The line containing "- Check that when values" marks the end: write out exactly every line from the first line of the data below through that line, and only those.

*** Begin section ***

PR #3034, opened 2023-08-03
EAR 1948 Option values for rad-chk-ans

jchapman68:
---

> Add the capability to specify values for each option in a radio/checkbox/select answer types.

### How to review

- Create a questionnaire with a radio, checkbox and select questions.
- Update settings to enable the Q Codes and Values tab
- Open to Q Codes and Values page and confirm layout is as per [design](https://www.figma.com/file/D0nxCipkp5HJxeF5FGl7fm/EAR---1948-Option-values-for-radio%2Fcheckbox%2Fselect-answers?type=design&node-id=0-1&mode=design&t=ZsCiolVJZfW8wUvG-0)
- Check that when values and q codes have been entered then validation messages are removed
- Check that when all validation messages have gone then the validation dot on the nav button also goes
- Check the survey export and convert schemas that option values are set
- Check that if an option value is missing then the label value is used instead


Paul-Joel (approved):

eq-author/src/App/qcodes/QcodesPage.js
```diff
@@ -30,9 +32,25 @@ const StyledMainCanvas = styled(MainCanvas)`
   max-width: 80em;
 `;
 
+const Padding = styled.div`
+  padding: 1em;
```
shelleytruong, line 36: const Padding = styled.div`
    margin: 2em auto 1em;
    width: 100%;
    padding: 0 0.5em 0 1em;
    max-width: 80em;
';

changes padding/margin to the same as the qcodes table when fullscreen

shelleytruong (changes requested):
Changes look good! 
Just a small change based on the prototype design.

shelleytruong (approved):

Paul-Joel (approved):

*** End section ***

» **Response**:
PR #3034, opened 2023-08-03
EAR 1948 Option values for rad-chk-ans

jchapman68:
---

> Add the capability to specify values for each option in a radio/checkbox/select answer types.

### How to review

- Create a questionnaire with a radio, checkbox and select questions.
- Update settings to enable the Q Codes and Values tab
- Open to Q Codes and Values page and confirm layout is as per [design](https://www.figma.com/file/D0nxCipkp5HJxeF5FGl7fm/EAR---1948-Option-values-for-radio%2Fcheckbox%2Fselect-answers?type=design&node-id=0-1&mode=design&t=ZsCiolVJZfW8wUvG-0)
- Check that when values and q codes have been entered then validation messages are removed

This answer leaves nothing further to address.